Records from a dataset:

PR #597, opened 2023-07-20
fix: Don't echo comment.

jkinkead:
maek


jaredallard (approved):
it was fun while it lasted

TASK TO CARRY OUT: From the first line to the last, copy the data exactly.

ANSWER TO THIS TASK:
PR #597, opened 2023-07-20
fix: Don't echo comment.

jkinkead:
maek


jaredallard (approved):
it was fun while it lasted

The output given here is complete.